**What you need to do**
Look through the data below for the string "separate", and copy every line where it turns up.

%%

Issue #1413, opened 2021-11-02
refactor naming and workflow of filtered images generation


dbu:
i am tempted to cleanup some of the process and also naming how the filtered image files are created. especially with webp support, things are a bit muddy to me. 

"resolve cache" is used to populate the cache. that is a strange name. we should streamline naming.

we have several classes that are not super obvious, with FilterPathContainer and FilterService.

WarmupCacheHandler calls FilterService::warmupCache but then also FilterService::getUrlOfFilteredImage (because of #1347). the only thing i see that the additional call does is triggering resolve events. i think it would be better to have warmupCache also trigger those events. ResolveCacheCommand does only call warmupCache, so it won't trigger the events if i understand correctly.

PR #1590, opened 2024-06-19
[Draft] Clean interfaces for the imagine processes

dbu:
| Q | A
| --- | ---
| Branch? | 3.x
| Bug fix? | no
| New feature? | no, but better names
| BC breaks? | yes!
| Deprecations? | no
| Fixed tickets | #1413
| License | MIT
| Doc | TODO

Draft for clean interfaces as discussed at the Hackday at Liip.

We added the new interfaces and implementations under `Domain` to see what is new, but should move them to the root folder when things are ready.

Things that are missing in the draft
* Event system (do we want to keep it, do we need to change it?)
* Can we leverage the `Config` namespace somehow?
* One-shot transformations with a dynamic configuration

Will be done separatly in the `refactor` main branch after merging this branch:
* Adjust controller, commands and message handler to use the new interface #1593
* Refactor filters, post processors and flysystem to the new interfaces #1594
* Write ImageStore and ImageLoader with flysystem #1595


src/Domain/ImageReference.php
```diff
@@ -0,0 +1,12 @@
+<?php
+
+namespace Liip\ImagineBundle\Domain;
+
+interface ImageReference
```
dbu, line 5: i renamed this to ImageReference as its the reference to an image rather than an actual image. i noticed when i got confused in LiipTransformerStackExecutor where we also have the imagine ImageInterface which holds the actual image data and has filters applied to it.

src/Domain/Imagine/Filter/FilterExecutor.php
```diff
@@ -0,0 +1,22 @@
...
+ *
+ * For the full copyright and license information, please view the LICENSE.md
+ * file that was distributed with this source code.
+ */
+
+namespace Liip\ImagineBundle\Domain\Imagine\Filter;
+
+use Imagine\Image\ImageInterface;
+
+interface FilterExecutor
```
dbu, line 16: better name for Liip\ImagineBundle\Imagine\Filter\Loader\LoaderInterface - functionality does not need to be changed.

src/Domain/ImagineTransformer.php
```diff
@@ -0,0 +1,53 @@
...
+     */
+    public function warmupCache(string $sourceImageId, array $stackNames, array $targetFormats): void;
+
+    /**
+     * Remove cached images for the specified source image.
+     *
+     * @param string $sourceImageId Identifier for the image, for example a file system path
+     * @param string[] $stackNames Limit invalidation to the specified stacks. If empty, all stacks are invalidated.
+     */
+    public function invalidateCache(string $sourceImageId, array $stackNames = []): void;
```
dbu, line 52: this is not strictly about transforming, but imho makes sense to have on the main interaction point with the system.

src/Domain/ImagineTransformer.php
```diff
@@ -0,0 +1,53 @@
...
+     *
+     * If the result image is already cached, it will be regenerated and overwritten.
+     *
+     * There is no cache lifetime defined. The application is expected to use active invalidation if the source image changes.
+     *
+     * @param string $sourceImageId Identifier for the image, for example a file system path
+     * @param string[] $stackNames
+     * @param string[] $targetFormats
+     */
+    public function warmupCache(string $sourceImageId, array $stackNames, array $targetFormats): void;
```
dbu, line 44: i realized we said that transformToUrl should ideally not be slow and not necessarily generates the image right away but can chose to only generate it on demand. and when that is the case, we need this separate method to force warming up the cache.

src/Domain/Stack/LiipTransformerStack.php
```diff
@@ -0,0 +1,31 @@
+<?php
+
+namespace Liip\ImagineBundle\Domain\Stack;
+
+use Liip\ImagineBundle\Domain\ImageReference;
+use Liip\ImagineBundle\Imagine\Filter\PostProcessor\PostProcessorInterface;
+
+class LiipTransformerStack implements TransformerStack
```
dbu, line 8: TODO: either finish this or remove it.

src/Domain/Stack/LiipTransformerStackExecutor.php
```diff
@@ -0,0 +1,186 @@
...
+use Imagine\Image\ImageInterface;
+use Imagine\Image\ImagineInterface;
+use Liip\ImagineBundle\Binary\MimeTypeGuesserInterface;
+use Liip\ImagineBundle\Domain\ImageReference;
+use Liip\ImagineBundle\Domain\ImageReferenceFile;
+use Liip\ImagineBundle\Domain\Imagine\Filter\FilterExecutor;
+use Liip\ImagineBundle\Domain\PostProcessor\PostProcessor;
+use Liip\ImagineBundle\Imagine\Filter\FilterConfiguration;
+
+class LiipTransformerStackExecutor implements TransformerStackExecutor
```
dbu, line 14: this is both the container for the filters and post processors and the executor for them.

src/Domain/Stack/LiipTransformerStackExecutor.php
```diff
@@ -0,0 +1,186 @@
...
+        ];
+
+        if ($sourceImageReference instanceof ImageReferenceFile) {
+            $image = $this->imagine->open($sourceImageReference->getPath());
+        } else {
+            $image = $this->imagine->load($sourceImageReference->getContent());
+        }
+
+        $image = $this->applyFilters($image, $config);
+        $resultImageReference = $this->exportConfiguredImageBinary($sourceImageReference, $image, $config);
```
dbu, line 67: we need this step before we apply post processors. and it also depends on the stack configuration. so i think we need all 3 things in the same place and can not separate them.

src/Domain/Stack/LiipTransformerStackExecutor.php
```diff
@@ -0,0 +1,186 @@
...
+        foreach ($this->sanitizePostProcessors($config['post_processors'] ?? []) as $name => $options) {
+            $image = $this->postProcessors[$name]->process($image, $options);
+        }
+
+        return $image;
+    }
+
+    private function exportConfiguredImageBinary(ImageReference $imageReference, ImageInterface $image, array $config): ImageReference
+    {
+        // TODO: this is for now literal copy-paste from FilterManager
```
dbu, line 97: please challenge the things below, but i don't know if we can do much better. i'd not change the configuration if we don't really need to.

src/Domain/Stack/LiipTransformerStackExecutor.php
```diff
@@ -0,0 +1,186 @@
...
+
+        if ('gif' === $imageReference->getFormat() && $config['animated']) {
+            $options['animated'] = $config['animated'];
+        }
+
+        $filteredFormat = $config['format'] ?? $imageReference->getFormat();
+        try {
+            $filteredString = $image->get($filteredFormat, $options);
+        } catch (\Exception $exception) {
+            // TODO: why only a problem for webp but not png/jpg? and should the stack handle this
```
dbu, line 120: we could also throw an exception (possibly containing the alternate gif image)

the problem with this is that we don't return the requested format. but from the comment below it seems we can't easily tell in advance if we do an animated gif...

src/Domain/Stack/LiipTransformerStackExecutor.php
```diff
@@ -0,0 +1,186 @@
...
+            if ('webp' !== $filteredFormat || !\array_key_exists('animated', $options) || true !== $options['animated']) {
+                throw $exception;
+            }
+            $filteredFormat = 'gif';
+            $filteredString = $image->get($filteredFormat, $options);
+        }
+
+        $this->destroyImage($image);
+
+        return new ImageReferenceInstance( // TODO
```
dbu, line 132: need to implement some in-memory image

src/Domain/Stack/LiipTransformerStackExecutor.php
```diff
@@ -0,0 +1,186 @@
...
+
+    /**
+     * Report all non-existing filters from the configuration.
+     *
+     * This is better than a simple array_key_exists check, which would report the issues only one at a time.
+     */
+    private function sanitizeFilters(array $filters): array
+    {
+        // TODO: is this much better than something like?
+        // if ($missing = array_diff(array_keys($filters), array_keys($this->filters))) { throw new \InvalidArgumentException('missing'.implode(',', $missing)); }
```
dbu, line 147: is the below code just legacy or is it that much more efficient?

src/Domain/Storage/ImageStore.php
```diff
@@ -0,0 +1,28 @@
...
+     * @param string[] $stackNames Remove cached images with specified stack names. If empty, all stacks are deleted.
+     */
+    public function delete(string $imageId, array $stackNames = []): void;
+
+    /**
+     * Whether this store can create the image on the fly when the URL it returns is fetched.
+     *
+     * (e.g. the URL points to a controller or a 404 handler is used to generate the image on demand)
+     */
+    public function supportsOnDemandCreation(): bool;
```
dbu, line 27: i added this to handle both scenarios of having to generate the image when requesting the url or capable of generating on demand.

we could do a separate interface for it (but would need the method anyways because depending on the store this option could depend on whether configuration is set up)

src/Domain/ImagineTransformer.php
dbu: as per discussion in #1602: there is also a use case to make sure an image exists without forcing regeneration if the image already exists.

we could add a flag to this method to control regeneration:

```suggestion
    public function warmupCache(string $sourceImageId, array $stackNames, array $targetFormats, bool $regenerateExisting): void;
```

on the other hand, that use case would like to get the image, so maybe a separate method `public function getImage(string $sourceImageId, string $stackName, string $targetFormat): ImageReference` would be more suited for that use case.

%%
%%

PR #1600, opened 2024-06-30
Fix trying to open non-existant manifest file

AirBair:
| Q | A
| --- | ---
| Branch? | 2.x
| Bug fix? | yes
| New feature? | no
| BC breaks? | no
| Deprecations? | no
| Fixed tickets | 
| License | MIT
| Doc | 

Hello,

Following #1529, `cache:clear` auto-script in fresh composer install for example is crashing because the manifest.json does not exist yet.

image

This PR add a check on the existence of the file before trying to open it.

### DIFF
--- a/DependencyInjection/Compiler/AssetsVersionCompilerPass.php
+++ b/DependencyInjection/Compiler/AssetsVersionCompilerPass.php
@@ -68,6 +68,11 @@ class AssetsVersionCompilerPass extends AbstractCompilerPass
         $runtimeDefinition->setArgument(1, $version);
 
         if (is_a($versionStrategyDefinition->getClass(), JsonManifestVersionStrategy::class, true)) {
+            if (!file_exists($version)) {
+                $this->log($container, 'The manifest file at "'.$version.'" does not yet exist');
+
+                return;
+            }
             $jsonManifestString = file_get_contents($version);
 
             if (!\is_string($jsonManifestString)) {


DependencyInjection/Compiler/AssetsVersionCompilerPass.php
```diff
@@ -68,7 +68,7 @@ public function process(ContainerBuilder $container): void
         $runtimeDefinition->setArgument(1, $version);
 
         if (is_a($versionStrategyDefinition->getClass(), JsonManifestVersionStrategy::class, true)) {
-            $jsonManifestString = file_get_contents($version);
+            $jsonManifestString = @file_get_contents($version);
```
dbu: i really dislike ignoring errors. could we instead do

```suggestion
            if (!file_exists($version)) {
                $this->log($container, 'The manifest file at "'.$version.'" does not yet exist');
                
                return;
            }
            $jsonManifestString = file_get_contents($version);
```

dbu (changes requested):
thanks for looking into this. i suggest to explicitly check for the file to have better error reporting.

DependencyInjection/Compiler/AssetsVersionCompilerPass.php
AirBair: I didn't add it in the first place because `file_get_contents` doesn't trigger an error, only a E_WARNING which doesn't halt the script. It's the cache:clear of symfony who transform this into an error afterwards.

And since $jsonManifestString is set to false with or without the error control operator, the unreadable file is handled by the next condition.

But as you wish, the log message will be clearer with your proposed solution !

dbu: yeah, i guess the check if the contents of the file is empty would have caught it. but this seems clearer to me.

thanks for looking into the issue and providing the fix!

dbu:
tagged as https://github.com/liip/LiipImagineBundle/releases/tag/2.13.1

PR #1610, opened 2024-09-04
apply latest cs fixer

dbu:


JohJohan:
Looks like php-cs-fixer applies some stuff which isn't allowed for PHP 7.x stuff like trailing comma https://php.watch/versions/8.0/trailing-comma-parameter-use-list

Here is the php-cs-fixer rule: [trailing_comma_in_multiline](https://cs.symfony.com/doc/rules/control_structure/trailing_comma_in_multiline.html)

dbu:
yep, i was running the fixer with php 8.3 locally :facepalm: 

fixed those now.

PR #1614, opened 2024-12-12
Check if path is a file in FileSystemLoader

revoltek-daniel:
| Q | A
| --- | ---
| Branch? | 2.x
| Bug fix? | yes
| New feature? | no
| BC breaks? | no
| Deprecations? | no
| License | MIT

%%

**Exercise response**
dbu, line 44: i realized we said that transformToUrl should ideally not be slow and not necessarily generates the image right away but can chose to only generate it on demand. and when that is the case, we need this separate method to force warming up the cache.
dbu, line 67: we need this step before we apply post processors. and it also depends on the stack configuration. so i think we need all 3 things in the same place and can not separate them.
we could do a separate interface for it (but would need the method anyways because depending on the store this option could depend on whether configuration is set up)
on the other hand, that use case would like to get the image, so maybe a separate method `public function getImage(string $sourceImageId, string $stackName, string $targetFormat): ImageReference` would be more suited for that use case.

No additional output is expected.